Jon L Miller jlmiller at mmtnetworks.com.au
Fri Aug 6 11:04:46 WST 2010


Thanks Daniel I'm currently trying to find which PC is running it. I did
have a malware issue the other day when I was cleaning a client Laptop of
the bug, but forgot to rescan my flash drive and I've since used it on my
own PC and found a malware/virus on it.  I had cleaned it off, but currently
rescanning the entire system.  My mail server is on a Linux SuSe box so I'll
check it also.  

Jon

-----Original Message-----
From: plug-bounces at plug.org.au [mailto:plug-bounces at plug.org.au] On Behalf
Of Daniel Pittman
Sent: Friday, 6 August 2010 10:19 AM
To: plug at plug.org.au
Subject: Re: [plug] any advice

Patrick Coleman <blinken at gmail.com> writes:
> On Fri, Aug 6, 2010 at 9:27 AM, Jon L Miller
> <jlmiller at mmtnetworks.com.au> wrote:
>
>> I seem to be having e-mail problems relating to me sending  regular
e-mail
>> and getting a message back stating I may have a  spamming mail server.
>>
>> Looked in the logs to see this quite a bit:
>>
>> Aug  6 08:37:13 mmtlnx postfix/smtpd[5235]: NOQUEUE: reject: RCPT from
>> brash.confluence.volia.net[93.74.97.23]: 550 SPAM; Client host
[93.74.97.23]
>> blocked using zen.spamhaus.org;
>> http://www.spamhaus.org/query/bl?ip=93.74.97.23
>
> For starters, you're listed in the PBL, so your ISP has indicated that
your
> IP address is one that should not be sending email. You should talk to
them
> about getting a static IP that's in a range they permit mail to be sent
from
> (or just forward your mail through their mailserver).
>
> If you're sure you're not sending spam, the CBL listing might go away once
> you fix the PBL issue.

No, the CBL list it as a genuine source of spam: 

http://cbl.abuseat.org/lookup.cgi?ip=93.74.97.23

    currently listed in the CBL. It appears to be infected with a spam
sending
    trojan or proxy.

    It was last detected at 2010-08-05 23:00 GMT (+/- 30 minutes),
    approximately 3 hours, 30 minutes ago.
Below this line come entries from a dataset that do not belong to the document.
PR #35, opened 2020-09-14
Accept proxy settings in install command

masayag:
On D/S image, nsenter is being executed without environment variables,
therefore no proxy configuration are enabled to 'coreos-installer'
command which attempt to download a resource.
    
While the issue isn't happened to commands running on 'bash' image used
for U/S assisted-installer image, D/S image uses ubi8-minimal which
behaves differently and requires the env-vars to be provided explicitly
(assuming we'd like to avoid hacking the process id of the agent in
order to inherit the already-provided env-vars for proxy from it).
    
Bug-Url: https://bugzilla.redhat.com/show_bug.cgi?id=1877757
Signed-off-by: Moti Asayag <masayag@redhat.com>

### DIFF
--- a/src/ops/ops.go
+++ b/src/ops/ops.go
@@ -55,11 +55,24 @@ const (
 type ops struct {
 	log       *logrus.Logger
 	logWriter *utils.LogWriter
+	cmdEnv    []string
 }
 
 // NewOps return a new ops interface
 func NewOps(logger *logrus.Logger) Ops {
-	return &ops{logger, utils.NewLogWriter(logger)}
+	cmdEnv := os.Environ()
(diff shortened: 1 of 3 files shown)


src/ops/ops.go
```diff
@@ -82,6 +82,18 @@ func (o *ops) ExecCommand(liveLogger io.Writer, command string, args ...string)
 		cmd.Stdout = &stdoutBuf
 		cmd.Stderr = &stdoutBuf
 	}
+	if config.GlobalConfig.HTTPProxy != "" || config.GlobalConfig.HTTPSProxy != "" {
+		cmd.Env = os.Environ()
```
eranco74, line 86: Consider calculating the proxy env once in the ops builder and just appending it to the cmd.env here

PR #38, opened 2020-09-16
OCPBUGSM-17295 Set proxy env vars for controller

masayag:
The assisted-installer requires to use the same proxy settings as
specified by the user.
    
The assisted-installer-controller runs on OCP cluster and should use the
cluster-wide proxy, based on its processed status in order to assure
in-cluster communication is unproxified.

### DIFF
--- a/src/k8s_client/k8s_client.go
+++ b/src/k8s_client/k8s_client.go
@@ -5,6 +5,7 @@ import (
 	"context"
 	"fmt"
 	"io"
+	"os"
 
 	"github.com/openshift/assisted-installer/src/utils"
 	"k8s.io/apimachinery/pkg/labels"
@@ -17,6 +18,7 @@ import (
 
 	bmoapis "github.com/metal3-io/baremetal-operator/pkg/apis"
 	metal3v1alpha1 "github.com/metal3-io/baremetal-operator/pkg/apis/metal3/v1alpha1"
+	configv1client "github.com/openshift/client-go/config/clientset/versioned/typed/config/v1"
 	operatorv1 "github.com/openshift/client-go/operator/clientset/versioned"
 	"github.com/pkg/errors"
 	"github.com/sirupsen/logrus"
@@ -52,6 +54,7 @@ type K8SClient interface {
 	ListBMHs() (metal3v1alpha1.BareMetalHostList, error)
 	UpdateBMHStatus(bmh *metal3v1alpha1.BareMetalHost) error
 	UpdateBMH(bmh *metal3v1alpha1.BareMetalHost) error
+	SetEnvVars() error
 }
 
 type K8SClientBuilder func(configPath string, logger *logrus.Logger) (K8SClient, error)
@@ -62,7 +65,8 @@ type k8sClient struct {
 	ocClient      *operatorv1.Clientset
 	runtimeClient runtimeclient.Client
 	// CertificateSigningRequestInterface is interface
-	csrClient certificatesv1beta1client.CertificateSigningRequestInterface
+	csrClient   certificatesv1beta1client.CertificateSigningRequestInterface
+	proxyClient configv1client.ProxyInterface
 }
 
 func NewK8SClient(configPath string, logger *logrus.Logger) (K8SClient, error) {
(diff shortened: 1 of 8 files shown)


eranco74:
Unsure why this is required.
cluster proxy should handle it

src/ops/ops.go
```diff
@@ -59,9 +59,9 @@ type ops struct {
 }
 
 // NewOps return a new ops interface
-func NewOps(logger *logrus.Logger) Ops {
+func NewOps(logger *logrus.Logger, proxySet bool) Ops {
 	cmdEnv := os.Environ()
-	if config.GlobalConfig.HTTPProxy != "" || config.GlobalConfig.HTTPSProxy != "" {
+	if proxySet && (config.GlobalConfig.HTTPProxy != "" || config.GlobalConfig.HTTPSProxy != "") {
```
tsorya, line 64: maybe there is no need for config.GlobalConfig.HTTPProxy ?

src/k8s_client/k8s_client.go
```diff
@@ -184,6 +191,25 @@ func (c *k8sClient) GetConfigMap(namespace string, name string) (*v1.ConfigMap,
 	return cm, nil
 }
 
+func (c *k8sClient) SetEnvVars() error {
```
tsorya, line 194: i think better name is SetProxyEnvVars or something with proxy

src/main/assisted-installer-controller/assisted_installer_main.go
```diff
@@ -28,20 +28,25 @@ func main() {
 
 	kc, err := k8s_client.NewK8SClient("", logger)
 	if err != nil {
-		log.Fatalf("Failed to create k8 client %e", err)
+		log.Fatalf("Failed to create k8 client %v", err)
```
tsorya, line 31: lets move it to log.WithError

src/ops/ops.go
masayag: it is needed for the assisted-installer only. but since this code is shared between the installer and the controller - only one requires it.

src/main/assisted-installer-controller/assisted_installer_main.go
```diff
@@ -28,20 +28,25 @@ func main() {
...
 
+	err = kc.SetEnvVars()
+	if err != nil {
+		log.Fatalf("Failed to set env vars for installer-controller pod %v", err)
+	}
+
 	client, err := inventory_client.CreateInventoryClient(Options.ControllerConfig.ClusterID, Options.ControllerConfig.URL, Options.ControllerConfig.PullSecretToken, Options.ControllerConfig.SkipCertVerification, Options.ControllerConfig.CACertPath, logger)
 	if err != nil {
-		log.Fatalf("Failed to create inventory client %e", err)
+		log.Fatalf("Failed to create inventory client %v", err)
```
tsorya, line 44: lets move it to log.WithError

src/main/assisted-installer-controller/assisted_installer_main.go
```diff
@@ -28,20 +28,25 @@ func main() {
...
-		log.Fatalf("Failed to create k8 client %e", err)
+		log.Fatalf("Failed to create k8 client %v", err)
 	}
 
 	logger.Infof("Start running assisted-installer with cluster-id %s, url %s",
 		Options.ControllerConfig.ClusterID, Options.ControllerConfig.URL)
 
+	err = kc.SetEnvVars()
+	if err != nil {
+		log.Fatalf("Failed to set env vars for installer-controller pod %v", err)
```
tsorya, line 39: lets move it to log.WithError

src/ops/ops.go
tsorya: got it , config.GlobalConfig.HTTPProxy  is for installer

tsorya, line 64: we must not see config.GlobalConfig.HTTPProxy in controller right? so why we need proxySet ?

src/main/assisted-installer-controller/assisted_installer_main.go
masayag: log doesn't have 'WithError', the assisted-service uses a different logging lib

eranco74 (commented):
/lgtm
/approve

src/ops/ops.go
masayag: since this code is used both by the installer and the controller  - we need to differentiate who invokes it.

for the controller - we are using the cluster-wide-proxy - by SetProxyEnvVars in its main. Then we don't need to set it any more, and mainly not to rely on env-vars for proxy other than the cluster ones.

the installer however, requires them in order to wrap the calls to 'nsenter' that doesn't inherit it from the env. This issue (nsenter fails to use env-vars) was detected only on d/s base image.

    This IP is infected (or NATting for a computer that is infected) with a
    spambot we have not yet been able to identify. For the time being we
refer
    to it as the unknown0442 spambot.


My usual approach to this problem would be to identify the source of the
traffic: work out which machine is sending the messages, then track it down.

However, the two usual candidates for this are a Win32 machine that got hit
by
some malware or other, or a web service account that got compromised through
some insecure web thing you run in a public facing way.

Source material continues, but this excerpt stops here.